Using the Supreme Court as the court of first instance also violates fair-trial principles. Without the recording of evidence, cross-examination of witnesses, and the right of appeal, such proceedings went against all principles of due process known to Pakistani jurisprudence. In fact, Chaudhry’s taking suo moto cognizance of any matter became in itself an indictment, making the outcome expressly predictable from the outset. Chaudhry’s observations from the bench, often verbalized angrily, forestalled any possibility of a fair trial in several cases. These damning “prima facie” observations would be taken as directives by trial courts, if the case was knocked down to them, and investigators, who could not dare present findings other than those that Chaudhry himself appeared convinced of. No trial court, even one ordered by Chaudhry to “proceed in accordance with law,” could then carry out an impartial and independent trial to arrive at a conclusion or acquittal contrary to Chaudhry’s “observations.”
It is not the Supreme Court’s remit to examine documents and act as a trial court. It is also not the Supreme Court’s mandate to micromanage independent investigating agencies. During the court’s process of scrutinizing what is and what is not the truth, the well-known and well-entrenched doctrine of leaving investigations to the independent agencies established under law was turned on its head. Several times, reports commissioned by the court from investigating agencies were cast aside and rejected with observations—these observations then dictated the direction in which the investigations were to be concluded. Such preemption and prevention of fair inquiries pollutes due process and perverts justice. It hardly makes for a fair trial.
Will Chief Justice Tassaduq Hussain Jillani’s court be different? All indications are that it will be. The new chief justice has barred coverage of court proceedings through breaking news and TV tickers. He’s also offered clarity on fair-trial principles and on the court’s suo moto powers—which should be exercised in less headline-making but nonetheless critical matters, for example, against the virtual enslavement of brick-kiln workers across Pakistan or for the protection of heritage sites and the environment.
The Jillani court is expected to be cautious and more deliberate. He recently said that “the court has to guard against frivolous petitions” and quoted with approval the statement that “public-interest litigation is a weapon which has to be used with great care and circumspection and the judiciary has to be extremely careful to see that behind the beautiful veil of public interest, an ugly private malice, vested interest, and/or publicity-seeking is not lurking.”

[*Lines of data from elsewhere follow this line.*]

PR #10312, opened 2026-05-27
[4.x] Validate page query parameter in SupportPagination

pkoury:
Companion fix for #10311 (3.x).

Yes. `SupportPagination`'s `currentPageResolver` silently truncates overflow-large `?page=` query values to `PHP_INT_MAX` and accepts non-numeric, zero, and negative values without validation. The same unvalidated `(int)` cast on 3.x throws `ErrorException` on PHP 8.4+ and returned a 500 in production (Bingbot crawl, companion PR #10311). No prior discussion. Regression described in section 5️⃣ below.

2️⃣ Did you create a branch for your fix/feature?

Yes. `fix/pagination-page-overflow` off `main`.

3️⃣ Does it contain multiple, unrelated changes?

No. One method changed, one regression test added.

4️⃣ Does it include tests?

Yes. New unit test in `src/Features/SupportPagination/UnitTest.php` covering overflow-large strings, non-numeric strings, zero, negative numbers, and the happy path. Tests fail on the unfixed `main` checkout and pass with the fix applied.

## Problem

`SupportPagination`'s registered `currentPageResolver` closure does an unguarded `(int)` cast on a value sourced from the untrusted `?page=` query string.

On 3.x, this throws `ErrorException` for overflow-large values on PHP 8.4+ and returns a 500 (production trace in the companion PR).

On `main`, the cast does not throw. Overflow values silently truncate to `PHP_INT_MAX` (9223372036854775807) and resolve as the current page, producing empty result sets without an error log entry. Non-numeric strings, zero, and negative numbers are also accepted without validation and produce incorrect page numbers downstream.

## Fix

Validate inside the resolver closure with `FILTER_VALIDATE_INT`, falling back to page 1 for invalid, out-of-range, zero, or negative values. Mirrors Laravel's stock `currentPageResolver` in `PaginationState::resolveUsing()` line for line.

```php
Paginator::currentPageResolver(function ($pageName) {
    $this->ensurePaginatorIsInitialized($pageName);

    $page = $this->component->paginators[$pageName];

    if (filter_var($page, FILTER_VALIDATE_INT) !== false && (int) $page >= 1) {
        return (int) $page;
    }

    return 1;
});
```

The validation has to be at the resolver closure (the read point) rather than inside `resolvePage()`. `addUrlHook()` registers a `PaginationUrl` attribute that calls `setPropertyFromQueryString()`, which overwrites `paginators[$pageName]` with the raw query string after `resolvePage()` has returned. Validating at the closure covers both the initial-resolution path and the URL-hook path.

Cursor pagination is unaffected. The `CursorPaginator::currentCursorResolver` closure passes the value to `Cursor::fromEncoded()` and never casts to int.

### DIFF
--- a/src/Features/SupportPagination/SupportPagination.php
+++ b/src/Features/SupportPagination/SupportPagination.php
@@ -80,7 +80,13 @@ class SupportPagination extends ComponentHook
         Paginator::currentPageResolver(function ($pageName) {
             $this->ensurePaginatorIsInitialized($pageName);
 
-            return (int) $this->component->paginators[$pageName];
+            $page = $this->component->paginators[$pageName];
+
+            if (filter_var($page, FILTER_VALIDATE_INT) !== false && (int) $page >= 1) {
+                return (int) $page;
+            }
+
+            return 1;
         });
     }
 
--- a/src/Features/SupportPagination/UnitTest.php
+++ b/src/Features/SupportPagination/UnitTest.php
@@ -108,6 +108,29 @@ class UnitTest extends \Tests\TestCase
         })->assertSee('Custom simple pagination theme');
     }
 
+    public function test_invalid_page_query_string_falls_back_to_first_page()
+    {
+        $cases = [
+            '12123123123213123123213', // overflows PHP_INT_MAX, would throw on PHP 8.4 cast
+            'not-a-number',
+            '0',
+            '-3',
+        ];
+
+        foreach ($cases as $value) {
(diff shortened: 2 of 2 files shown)


joshhanley:
@pkoury thanks for the PR! I'm going to close this one, in favour of your V3 PR #10311, as they are identical and all V3 changes get upmerged into V4 anyway. So to save yourself the effort in future, just submitting to V3 will get the fix in both 🙂

PR #571, opened 2023-09-13
Corrected Dutch translation

Vistaus:
Could you please leave the new strings blank next time? I don't like it when developers that don't speak the language automatically translate them. As you know from previous releases, I always update the translation in time.


tchx84:
surely, thanks for fixes!

PR #587, opened 2023-09-22
Update German translation

daPhipz:
I also added some No-Break space characters where sensible.


tchx84 (approved):
@daPhipz excellent, thanks for the extra fixes

PR #614, opened 2023-10-30
Add "override" keyword to desktop file

wjt:
Flatseal is a fancy interface for `flatpak override` but the word
“override” did not previously appear in its metadata.


tchx84 (approved):

tchx84:
@wjt indeed! thanks

PR #615, opened 2023-11-06
Fix french translation of network

LSerranoPEReN:
The previous translation of "Network" in the French translation file is « Réseau sans fil », which meant "Wireless network". This commit update the translation to a more accurate one.


tchx84:
Thanks!

PR #617, opened 2023-11-26
models: update for AppStream 1.0

yselkowitz:
AppStream 1.0.0 includes several API breaks compared to the previous 0.16 (and earlier) versions, but unfortunately both versions used the same 1.0 GI version, so there is no way to differentiate at import time. ~~As such, try/catch is used to fall back to the 0.16 API where they differ.~~ Therefore, enforce the requirement during the build to make this clear.

### DIFF
--- a/src/models/applications.js
+++ b/src/models/applications.js
@@ -326,14 +326,18 @@ var FlatpakApplicationsModel = GObject.registerClass({
         if (component.get_name())
             appdata.name = component.get_name();
 
-        if (component.get_developer_name())
-            appdata.author = component.get_developer_name();
+        const developer = component.get_developer();
+        if (developer && developer.get_name())
+            appdata.author = developer.get_name();
 
         const launchable = component.get_launchable(AppStream.LaunchableKind.DESKTOP_ID);
         if (launchable && launchable.get_entries())
             [appdata.launchable] = launchable.get_entries();
 
-        const [release] = component.get_releases();
+        const releaselist = component.get_releases_plain();
+        if (!releaselist)
+            return appdata;
+        const [release] = releaselist.get_entries();
         if (!release)
             return appdata;
 
--- a/src/meson.build
+++ b/src/meson.build
@@ -1,6 +1,7 @@
 pkgdatadir = join_paths(get_option('datadir'), meson.project_name())
 gnome = import('gnome')
 
+dependency('appstream', version : '>= 1.0')
 dependency('libadwaita-1', version : '>= 1.5')
 dependency('webkitgtk-6.0', version : '>= 2.40')
 


src/models/applications.js
```diff
@@ -319,14 +319,32 @@ var FlatpakApplicationsModel = GObject.registerClass({
...
+        try {
+            /* AppStream 1.0.0+ */
+            const releaselist = component.get_releases_plain();
+            if (!releaselist)
+                return appdata;
+            [release] = releaselist.get_entries();
+        } catch (err) {
+            /* AppStream up to 0.16 */
+            [release] = component.get_releases();
+        }
```
tchx84: Thanks for working on this, can you please modify this to assume it's running with AppStream 1.0.0+  only? (no try-except block, no back-compatibility).

I will merge it once the gnome runtime bumps AppStream to that version and, in the meantime, you should contact whoever is distributing flatseal outside of flathub to patch this downstream.

Version guessing is not something I want upstream.

tchx84 (changes requested):

darkblaze69:
with this patch I still get an error with failing launch

`JS ERROR: TypeError: component.get_developer_name is not a function`

tchx84 (approved):
This looks much better, thanks. I will merge this as soon as GNOME runtime upgrades too.

C0rn3j:
@tchx84 is this still waiting for a runtime upgrade?

Just had to include this in [AUR/flatseal](https://aur.archlinux.org/packages/flatseal) because of the crash on `component.get_developer()`.

tchx84:
> @tchx84 is this still waiting for a runtime upgrade?
> 
> Just had to include this in [AUR/flatseal](https://aur.archlinux.org/packages/flatseal) because of the crash on `component.get_developer()`.

Yes, this change is still waiting for the runtime upgrade. Be assured that this will be merged once it happens. Please let me know if notice anything else.

tchx84:
Unfortunately, GNOME 46 still ships with older appstream version.

```
$ flatpak run --command=appstreamcli org.gnome.Sdk//46 --version
AppStream version: 0.16.4
```

C0rn3j:
Forgive if I am misunderstanding something here.

Wouldn't it be a better idea to pull this, making the places that do not support the current stable API run into issues, making them figure out there is a new stable API and having to apply workarounds?

Currently it's exactly the other way around, which seems to be punishing those who ship the current stable release.

C0rn3j:
This now conflicts after the 2.2.0 release.

EDIT: It's just a minor 1.4 -> 1.5 string change

TheComputerGuy96:
GNOME 47 runtime has just been released: https://gitlab.gnome.org/GNOME/gnome-build-meta/-/tags/47.0 (so this MR can finally move forward)

~~Edit: Well except for the CI which requires https://github.com/andyholmes/flatter/pull/111~~ That MR got merged

tchx84:
@yselkowitz thanks for the patience , merged with https://github.com/tchx84/Flatseal/pull/710

PR #633, opened 2024-01-17
screenshots: Update

### LINKED ISSUE #612: Screenshots too similar
Screenshots https://github.com/tchx84/Flatseal/blob/master/screenshots/en/1.png and https://github.com/tchx84/Flatseal/blob/master/screenshots/en/2.png might be too similar and confuse users due to that?

### LINKED ISSUE #622: Better screenshots
Appdata screenshots should not be fullscreen (use the "window screenshot" option in GNOME Shell), and 1000x700 px or smaller. For more details see the new [Flathub guidelines](https://docs.flathub.org/docs/for-app-authors/appdata-guidelines/quality-guidelines/).

### LINKED ISSUE #632: Non-maximized appstream screenshots
In order to qualify for the new curation we want to introduce for Flathub this app needs non-maximized screenshots with shadows, rounded corners, transparency, etc. (as produced by the window screenshot feature in GNOME Shell).

tchx84:
Closes #612
Closes #622
Closes #632


tchx84:
@bertob is this better?

razzeee:
Technically these still seem to be above 1000px width

bertob:
The window itself is 1000x700, the rest is shadow.

These look good to me :+1:

razzeee:
We should probably clarify that in the guidelines then, I would have expected the image size to count here, as everything else is hard to figure out/track.

tchx84:
FWIW, the [guidelines](https://docs.flathub.org/docs/for-app-authors/appdata-guidelines/quality-guidelines/#reasonable-window-size) explicitly refers to the "window size".

> In order to ensure that text and interface elements are visible scaled-down in the app store UI **the window size** should be 1000x700 pixels or smaller (2000x1400 for HiDPI).

razzeee:
Your right, but our tooling kinda bites us then, as we write the size of the images to the view, when moderating

image

See screenshot sizes below the screenshot

tchx84:
> Your right, but our tooling kinda bites us then, as we write the size of the images to the view, when moderating
> See screenshot sizes below the screenshot

I understand what you're saying now.

These guidelines are referring to the contents of the image so, unless those "rules" can be "coded" into that moderation tool, it will certainly create confusion.

From an app developer perspective, it's annoying to be joggling with the window size to hopefully produce a screenshot that doesn't extend over some fixed size. Maybe is here where we need better tooling (to ease taking these screenshots, and leave some fixed size on the moderation tool).

This time I had to resort to the gtk-inspector to take these screenshots which is already eye'rolly.

I wonder what other people are doing...

razzeee:
> Maybe is here where we need better tooling (to ease taking these screenshots, and leave some fixed size on the moderation tool).

Have been thinking this a bunch of times the last months, but probably can't afford to get that going. Could be a nice gsoc project, if it finds a mentor.

bertob:
Long-term the only sustainable solution here is probably making shadows server-side :see_no_evil: 

Personally I've not found the sizes shown on the page helpful, both because of shadows and since they're often wrong (maybe because of HiDPI, maybe because they're being re-encoded or something, not sure). In practice I'm pretty good at telling if something is roughly on the level, and in the rare case where I'm not sure I go measure it in Inkscape. Not ideal, but sort of works for now :)

PR #658, opened 2024-02-18
String fixes

jamiethecat:


tchx84 (changes requested):
Hi @MonsterObserver, unfortunately I can't merge these improvements as they are now. Is just too much at once, as it would break all translations and trigger a lot of work (burden) for translators.

I suggest that you break down this work and simply start with the documentation for now, which won't break anything, and we see where to go from there.

PR #665, opened 2024-03-10
Update Hungarian translation

rdbende:
Update Hungarian strings to be correct in the context of Flatseal

### DIFF
--- a/po/hu.po
+++ b/po/hu.po
@@ -2,20 +2,22 @@
 # Copyright (C) 2020 THE flatseal'S COPYRIGHT HOLDER
 # This file is distributed under the same license as the flatseal package.
 # Automatically generated, 2020.
+# Dévényi Benedek <rdbende@proton.me>, 2024.
 #
 msgid ""
 msgstr ""
 "Project-Id-Version: flatseal\n"
 "Report-Msgid-Bugs-To: \n"
 "POT-Creation-Date: 2024-01-18 10:37-0300\n"
-"PO-Revision-Date: 2020-02-01 03:47-0300\n"
-"Last-Translator: Automatically generated\n"
-"Language-Team: none\n"
+"PO-Revision-Date: 2024-03-10 12:44+0100\n"
+"Last-Translator: Dévényi Benedek <rdbende@proton.me>\n"
+"Language-Team: Hungarian <>\n"
 "Language: hu\n"
 "MIME-Version: 1.0\n"
 "Content-Type: text/plain; charset=UTF-8\n"
 "Content-Transfer-Encoding: 8bit\n"
-"Plural-Forms: nplurals=2; plural=(n != 1);\n"
+"Plural-Forms: nplurals=2; plural=(n != 1)\n"
+"X-Generator: Gtranslator 45.3\n"
 
 #. TRANSLATORS: Don't translate this text
 #: data/com.github.tchx84.Flatseal.desktop.in:4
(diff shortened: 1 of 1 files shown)


tchx84:
Hey @rdbende , thanks for taking the time to work on this... @ovari want to take a quick look?

ovari:
Thank you @rdbende for your translation updates and taking over the Hungarian translations.

If you are interested, below are a few pointers for your toolkit.

### Localization databases

1. Visit https://learn.microsoft.com/en-us/globalization/reference/microsoft-language-resources
2. Click on `Microsoft UI String Search` link in the [UI Strings](https://learn.microsoft.com/en-us/globalization/reference/microsoft-language-resources#ui-strings) section

Microsoft: https://learn.microsoft.com/en-us/globalization/reference/microsoft-language-resources
Mozilla: https://transvision.mozfr.org/
KDE: https://l10n.kde.org/dictionary/search-translations.php

### sandbox

Literal translation: `sandbox` → `homokozó` (incorrect?)
Microsoft software terminology translation: `sandbox` → `védőfal`
Mozilla software terminology translation: `sandbox` → `homokozó` (so perhaps the literal translation is not incorrect?!)
KDE: `sandbox` → `helyi adattár` (similar in context to `védőfal`)

### move …

Should `Move up` be `Mozgatás felfelé` (based on Microsoft and Mozilla?).

Should the other `Move …` should also be updated?

### About «programName»

Menu bar, _Help, _About «programName»
Menüsor, _Súgó, _A «programNév» névjegye

Reasons to keeping the keyboard shortcut for `_About Flatseal` in Hungarian as `_A Flatseal névjegye`:
1. The keyboard shortcut for English and Hungarian will be the same, i.e. both `_A`
2. The keyboard shortcut for Hungarian will be consistent with other programs which are in Hungarian, including but not limited to: `_A LibreOffice névjegye`, `_A Thunderbird névjegye`

### Main Menu

1. Is there only one menu? If so, perhaps the English string should be changed from `Main Menu` to `Menu`?
2. Does this relate to a tooltip? If so, perhaps the English string should include `Open ` to become `Open menu`?

### Controller Area Network

Cf. https://hu.wikipedia.org/wiki/CAN-busz

If you want this to be Hungarian, is a hyphen `-` required?
`CAN-busz`

If you really want to include the English in the translation, it might be better to write (please note the [En Dash (–)](https://unicodeplus.com/U+2013) between English – Hungarian):
`CAN (Controller Area Network – Vezérlő terület hálózati) -busz`

Perhaps this is a discussion that can happen between @rdbende and @tchx84

Thank you once again

rdbende:
> ### sandbox

According to [its Wikipedia page](https://hu.wikipedia.org/wiki/Homokoz%C3%B3_(biztons%C3%A1g)) it's called `homokozó`, and other Hungarian articles I've read about Flatpak call it `homokozó` as well, so I think in this case it's right to use the literal translation.


> ### move …

It should be `Mozgatás` if it would be an action to move an element, but in this context it moves the focus, so `ugrás` is a more appropriate translation.


> ### Main Menu

Yes, it is a tooltip for the application menu. Apps label it pretty inconsistently (I've seen both `Open Menu` and `Main Menu`), but the GNOME HIG seems to recommend using `Main Menu`, so I'll change the translation to `Főmenü`.


> ### About «programName»

I've yet to see an exclusively Linux app, that uses `a` as the mnemonic for the about action in the Hungarian translation, but it's true that most cross-platform apps use it. Most GNOME apps I tried on my system however use `n` as the mnemonic, and it's better to be consistent in that. 

I don't know about KDE, but the GNOME HIG has this about mnemonic keys:

> Additionally, if another letter provides a better association (for example: “x” in “Extra Large”), consider using that letter instead"[^1],

and I think this is a case for it, since the article `a` is too generic to be something that's easily memorable.


> ### Controller Area Network

I did a bit of research on this, and I found no references of `Vezérlő terület halózati busz` in Hungarian, it's always referred to as `CAN-busz`.
Therefore if someone needs this option, they're going to look for it in its Enligsh name. However, since the CAN abbreviation is more common in Hungarian than its full name, the best translation would be `CAN (Controller Area Network) -busz`. I'll update that.


[^1]: [GNOME HIG](https://developer.gnome.org/hig/guidelines/keyboard.html#access-keys)

rdbende:
And btw, thanks for the resources!

tchx84 (approved):

PR #694, opened 2024-05-08
aboutDialog: Add @Scrambled777 to credits

tchx84:


tchx84:
@Scrambled777 let me know if you prefer another alias or name.

Scrambled777:
> @Scrambled777 let me know if you prefer another alias or name.

Hi @tchx84 , `Scrambled777` is perfect and thanks. Cheers.

PR #705, opened 2024-07-13
variables: Relax variable name validation

### LINKED ISSUE #700: Pavucontol environment variable issue
Hi, recently I have a problem with setting up pavucontrol environment variables with Flatseal

Here's the issue from pavucontrol GitHub - https://github.com/flathub/org.pulseaudio.pavucontrol/issues/21

Environment variable `PULSE_PROP_media.category=Manager` (which is needed for Pavucontrol) is not considered valid by Flatseal, but according to one of pavucontrol package contributors (in last message from pavucontrol issue above) this variable should be valid and this is an issue on Flatseal side

Right now it's not convenient to use Flatseal with pavucontrol. Can we fix this?

tchx84:
Fixes #700

### DIFF
--- a/src/models/variables.js
+++ b/src/models/variables.js
@@ -23,7 +23,7 @@ const {GObject} = imports.gi;
 const {FlatpakSharedModel} = imports.models.shared;
 const {FlatsealOverrideStatus} = imports.models.overrideStatus;
 
-var VAR_REGEXP = /^\w+=[\S ]+$/;
+var VAR_REGEXP = /^[^;\s]+=[\S ]+$/;
 
 var FlatpakVariablesModel = GObject.registerClass({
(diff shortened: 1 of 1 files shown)


tests/src/testModels.js
```diff
@@ -803,7 +803,7 @@ describe('Model', function() {
 
         expect(permissionsDefault.variables).toEqual('TEST=yes');
 
-        permissionsDefault.set_property('variables', 'TEST=yes;TE ST=no');
+        permissionsDefault.set_property('variables', 'TEST=yes;TE;ST=no');
```
tchx84: note to future self; find a better way to serialize/deserialize this list, in a way that doesn't clash with the actual values...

This new direction has been welcomed by lawyers and by the business community, which was hit hardest by the uncertainty caused by the Chaudhry court after it voided one commercial deal after another and directed that criminal cases also be filed against investors. Pakistan’s judges made history through our shared struggle for free courts. They can do so again by demonstrating restraint, by protecting the constitutional role prescribed to other state organs and institutions, and by improving justice in lower-level courts. Only then will the journey we all embarked on in 2007 reach its culmination.
Zafar is a senior advocate at the Supreme Court. From our Jan. 11, 2014, issue.